I would suggest a 7 foot plow BTW, 6.5 is a bit small IMO. I would go 7' 4" instead of my 6' 8". Some say a smaller plow is easier on the vehicle, I say fewer forward-reverse-forward-reverse cycles is easier on the vehicle.

When it comes to tires, snow tires are ideal, all-season SUV tires are fine (that's what I use).

Ballast is also ideal (by the book.. better handling and traction), but not necessary.


----------



## Abouna

Well I'd love to buy used but the pickings are mighty slim here in Eastern Iowa.

The price is really robbery IMO, but what can we do?

So far the DrivePro is coming in about $500 less than the SnoWay BUT it's also over an hour away so if something goes wrong under warranty it will be a pain.


----------



## JeepCoMJ

Tell the Meyer dealer you are going to buy a Western if they can't come down on price.

They will budge on price to make sure you get their product. If they don't, tell them that.


I definitely wasn't knocking the Western Suburbanite/Homesteader. They are good for what they are, but cannot be used for anything but light duty. They are for the home-owner, much like the Meyer Home plow, and frankly, are better than the Home plow, at least in mounting.

The Meyer Drive Pro is the perfect cross. It's light enough for small vehicles and as such, perfect for homeowners, but it's heavy duty enough for light commercial use (small parking lots/cleanup).

I got to use my Drive Pro for the first time today. Only 2" of snow, and it melted out quick, but I really really wanted to use it. The response is great, and I really enjoyed the hands free plowing mode...though I will only use that from time to time, since it can be...inconvenient...when you need to move and shift position.

I paid $500 for my drive pro with no body side anything. I have $1200 into it with it mounted. I installed myself.


----------



## Abouna

I've decided that we can't justify paying full price when it seems they crop used for much less. I guess we'll be paying for plowing for another year.

Very disappointing.


----------



## JeepCoMJ

Well, paying full price also means it's NEW, and WARRANTY for 3 years.

Used....you will likely pay something for repairs in the first year you own it.

And they really don't crop up for much less, all that often. Sometimes people just get lucky.


----------



## bhmjwp

I think you are looking for all the right imput. Cost of service vs cost of equiptment. If it take more than 3 years to recover costs, stay with a provider. Be sure to factor in for Jeep expense.
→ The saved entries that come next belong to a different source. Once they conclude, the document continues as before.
PR #443, opened 2021-05-11
refactor: add / use 'Client._post_resource' method

tseaver:
Toward #38.

~~Note: this PR is based on 6244df0 of PR #442.  I will rebase to master when that PR lands.~~ Done.

PR #441, opened 2021-05-10
refactor:  add / use 'Client._put_resource' method

tseaver:
Toward #38.

~~Note: this PR is based on efd5a14 from PR #436. I will rebase to master when that PR lands.~~ Done.

PR #436, opened 2021-05-07
refactor:  add / use 'Client._patch_resource' method

tseaver:
Also, add retry support to `ACL.save`, `ACL.save_predefined`, and `ACL.clear`.

Toward #38.

~~Note: this PR is based on 44eeeb4 from PR #431.  I will rebase to master when that PR lands.~~ Done.

PR #483, opened 2021-06-28
fix: revise and rename is_etag_in_json(data)

### LINKED ISSUE #481: Handle data dict type in retry.is_etag_in_json(data)
`retry.is_etag_in_json(data)` is a helper method for conditional retries. It returns a boolean whether or not an `etag` is contained in the JSON body. 

There seem to be use cases in which a dictionary type of data is passed into [`retry.is_etag_in_json(data)`](https://github.com/googleapis/python-storage/blob/cb2a89b0b696defd56c4c1eee5a1cad67ae4cb43/google/cloud/storage/retry.py#L128). Currently the method is unable to handle dict type data correctly: a `JSONDecodeError` is caught before examining if an etag is contained within.

cojenco:
This PR revises and renames `retry.is_etag_in_json(data)` to ensure that eTags are correctly captured and validated from the request body. 

- Rename conditional retry predicate `retry.is_etag_in_json(data)`  to `retry.is_etag_in_data(data)`. It returns a boolean whether or not an `etag` is contained in the request body. 
- Revise `retry.is_etag_in_data(data)` to reflect library use cases in which `data` is `dict` or `None` 
- Update tests and docs

Fixes #481 🦕


google/cloud/storage/retry.py
```diff
@@ -125,6 +125,8 @@ def is_etag_in_json(data):
 
     Indended for use on calls with relatively short JSON payloads."""
     try:
+        if isinstance(data, dict) and data.get("etag"):
```
tritone, line 128: It's a bit disturbing that this can be called with both dict and string data. Is there a way to fix the call sites so that we are passing in a consistent kind of argument to this function, rather than accepting both?

tseaver: If we *do* have this method take both a JSON-encoded string and a `dict`, then we should factor it such that the JSON-encoded string is decoded to a `dict` *first*, leaving the test the same. Also, we should update the docstring to indicate that both types are allowed:

```python
def is_etag_in_json(data):
    """Return True if an etag is contained in the JSON body.

    :type data: str or dict
    :param data: A string containing a JSON-encoded dict, or the dict itsefl.

    Intended for use on calls with relatively short JSON payloads."""
    if isinstance(data, six.text_type):
        try:
            data = json.loads(data)
        # Though this method should only be called when a JSON body is expected,
        # the retry policy should be robust to unexpected payloads.
        # In Python 3 a JSONDecodeError is possible, but it is a subclass of ValueError.
        except (ValueError, TypeError):
            return False
    return "etag" in data
```

tseaver: The change in 73a9802 LGTM, assuming @tritone's concern above is addressed.

cojenco: Thanks @tseaver @tritone for the reviews. I understand it can be quite confusing. Given that retries are configurable, there are cases where `data` is type string or type dict. In our discussion, @andrewsg pointed out many cases `data` is a string containing a JSON-encoded dict. Meanwhile, the callers of this function in our library pass `data` as a dict, for example:
- [`client._put_resource`](https://github.com/googleapis/python-storage/blob/master/google/cloud/storage/client.py#L490) where `data` is type dict (called by `bucket.set_iam_policy` , `hmac_key.update`, `bucket.update`, `blob.update`)
- [`client._patch_resource`](https://github.com/googleapis/python-storage/blob/1ae766ed3e1313439c5a8698562c02d1a0344ff3/google/cloud/storage/client.py#L419) where `data` is type dict (called by `bucket.patch`, `blob.patch`)

Another option would be modifying all the `data` types in the above-mentioned library methods?

tseaver: @cojenco 

>  In our discussion, @andrewsg pointed out many cases data is a string containing a JSON-encoded dict. 

I'm not sure where `data` is going to be a string in cases where `if_etag_in_json` is called.

A quick survey of usage:

- Outside of tests, `is_etag_in_json` is used only as the predicate for the `DEFAULT_RETRY_IF_ETAG_IN_JSON` retry policy:

```bash
$ git grep -B 1 is_etag_in_json google/
google/cloud/storage/retry.py-
google/cloud/storage/retry.py:def is_etag_in_json(data):
--
google/cloud/storage/retry.py-DEFAULT_RETRY_IF_ETAG_IN_JSON = ConditionalRetryPolicy(
google/cloud/storage/retry.py:    DEFAULT_RETRY, is_etag_in_json, ["data"]
```
The `DEFAULT_RETRY_IF_ETAG_IN_JSON` policy is used in exactly three places:

```bash
$ git grep DEFAULT_RETRY_IF_ETAG_IN_JSON google/ | grep -v import
google/cloud/storage/blob.py:        retry=DEFAULT_RETRY_IF_ETAG_IN_JSON,
google/cloud/storage/bucket.py:        retry=DEFAULT_RETRY_IF_ETAG_IN_JSON,
google/cloud/storage/hmac_key.py:    def update(self, timeout=_DEFAULT_TIMEOUT, retry=DEFAULT_RETRY_IF_ETAG_IN_JSON):
google/cloud/storage/retry.py:DEFAULT_RETRY_IF_ETAG_IN_JSON = ConditionalRetryPolicy(
```

which turn out to be:

- `Blob.set_iam_policy` (passes a `dict` to `client._put_resource`)
- `Bucket.set_iam_policy` (passes a `dict` to `client._put_resource`)
- `HMACKeyMetadata.update` (passes a `dict` to `client._put_resource`)

Although `Bucket.patch`, `Blob.patch`, `Bucket.update`, and `Blob.update` do not use the `DEFAULT_RETRY_IF_ETAG_IN_JSON` policy, they all pass `dict` to `client._patch_resource`.

We do expose `DEFAULT_RETRY_IF_ETAG_IN_JSON` as a public symbol in the public `retry` module, so I guess there could be cases out in the wild which use it for some other API calls, but I'm doubtful any such hypothetical users are actually getting real retries done.

tseaver: FWIW, I just tweaked the implementation of `is_etag_in_json` as follows:

```python
def is_etag_in_json(data):
    """Return True if an etag is contained in the JSON body.

    Indended for use on calls with relatively short JSON payloads."""
    return data.get("etag") is not None
```

and all systests pass.

tseaver: Digging further:  since PRs #436, #441, and #443,  `Client._patch_resource`, `Client._put_resource`, and `Client._post_resource` are the only three places where the `Connection.api_request` method is called with a `data` argument.  Therefore their callers are the only ones which could potentially use the `DEFAULT_RETRY_IF_ETAG_IN_JSON` policy.

There are a few cases where `Client._post_resource` is called with `data` passed as `None`:  otherwise, `data` is always a `dict` instance.  So, I think we could simplify `is_etag_in_json` to just:

```python
    return data is not None and "etag" in data
```

The various upload mechanisms might still end up passing in `data` as bytes at a lower level, but retrying based on an `ETag` is never sensible for them:  they all create new versions of the blob, and `ETag` is not a writable property.

cojenco: Thanks for digging in and clarifying the issue. That makes lots of sense. Knowing that the library callers are passing in data as `dict` or `None`, I'm not worried about revising the predicate. My (no longer) biggest concern was `DEFAULT_RETRY_IF_ETAG_IN_JSON` exposed and configurable in the public retry module. I like the idea of simplifying the predicate. Updating the changes, thanks!

google/cloud/storage/retry.py
```diff
@@ -123,17 +121,11 @@ def is_metageneration_specified(query_params):
...
-        if content.get("etag"):
-            return True
-    # Though this method should only be called when a JSON body is expected,
-    # the retry policy should be robust to unexpected payloads.
-    # In Python 3 a JSONDecodeError is possible, but it is a subclass of ValueError.
-    except (ValueError, TypeError):
-        pass
-    return False
+    :type data: dict or None
+    :param data: A dict containing the JSON body. If not passed, returns False.
```
tritone, line 125: Nit: I think we could be clearer that the dict _represents_ the JSON body rather than containing it. Also, this is specifically intended for calls where metadata is sent in the request body.

It seems like it'd be better to actually just rename this function to `is_etag_in_data` but I guess technically this is part of the public surface of the library (even if we don't expect external callers to use it directly)?

tritone (approved):
Looks much cleaner, thank you!

google/cloud/storage/retry.py
```diff
@@ -122,7 +122,7 @@ def is_etag_in_json(data):
     """Return True if an etag is contained in the JSON body.
 
     :type data: dict or None
-    :param data: A dict containing the JSON body. If not passed, returns False.
+    :param data: A dict representing the JSON body. If not passed, returns False.
 
     Intended for use on calls with relatively short JSON payloads."""
```
tseaver: While we're nitpicking, the last line is now irrelevant:  we won't be loading a JSON string, because the caller already has it as a dict.

google/cloud/storage/retry.py
tseaver: We could rename it and leave `is_etag_in_json` around as a backward-compatibility alias.

cojenco: Would it be something like this:

```
def is_etag_in_data(data):
    """Return True if an etag is contained in the request body.

    :type data: dict or None
    :param data: A dict representing the request JSON body. If not passed, returns False.
    """
    return data is not None and "etag" in data


def is_etag_in_json(data):
    """
    ``is_etag_in_json`` is supported for backwards-compatibility reasons only;
    please use ``is_etag_in_data`` instead.
    """
    return is_etag_in_data(data)
```

tseaver: LGTM

tritone (approved):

Put out the word that you are looking for a plow, donated. I mean the church people, dealers, everyone. We donate our plows to churches when we trade. 5 to 8 years old, in good working order.


----------



## Abouna

Well, I guess our biggest mistake here was waiting for so long into the season. Bone head move.

The paucity of dealers in our area is disappointing.

The killer part is that this will actually cost us more than having it plowed (the outfit that plows our lot charges less than $30). The downside being that they don't get it really clean and they come at strange times meaning that our lot has lots of ice on it most of the year. Hence the reason we decided to do it ourselves.


----------



## Hubjeep

JeepCoMJ;1664367 said:


> Well, paying full price also means it's NEW, and WARRANTY for 3 years.


I am glad people think like that, it allows me to buy good, used things at a fraction of the price of new.

My "used" plow has required no repairs in the 3 seasons I have used it. IMO plows are fairly simple, not too much to go wrong. No mechanical people in the church?

Good points about putting word out about donating a plow to the church.

BTW, what happened to the ST series Meyer (with e47 pump)? They used to be on all sorts of Wranglers/small pickups, I see it's still on the Meyer site, they always looked sturdy to me.


----------



## Abouna

Does anybody think these are worth even considering? They seem decent for the price. Lots of videos but I've not seen any where it looks like they scrape very clean.

http://www.realtruck.com/snowsport-hd-utility-snow-plow/R181772P2004Y303MA.html


----------



## Hubjeep

Abouna;1664399 said:


> Does anybody think these are worth even considering? They seem decent for the price. Lots of videos but I've not seen any where it looks like they scrape very clean.
> 
> http://www.realtruck.com/snowsport-hd-utility-snow-plow/R181772P2004Y303MA.html


Probably works for ONE driveway, but not a parking lot.

Is this near you at all?
http://omaha.craigslist.org/for/4158615718.html


----------



## Abouna

Hubjeep;1664400 said:


> Probably works for ONE driveway, but not a parking lot.


Agreed. I'll keep looking.


----------



## JeepCoMJ

Abouna;1664375 said:


> Well, I guess our biggest mistake here was waiting for so long into the season. Bone head move.
> 
> The paucity of dealers in our area is disappointing.
> 
> The killer part is that this will actually cost us more than having it plowed (the outfit that plows our lot charges less than $30). The downside being that they don't get it really clean and they come at strange times meaning that our lot has lots of ice on it most of the year. Hence the reason we decided to do it ourselves.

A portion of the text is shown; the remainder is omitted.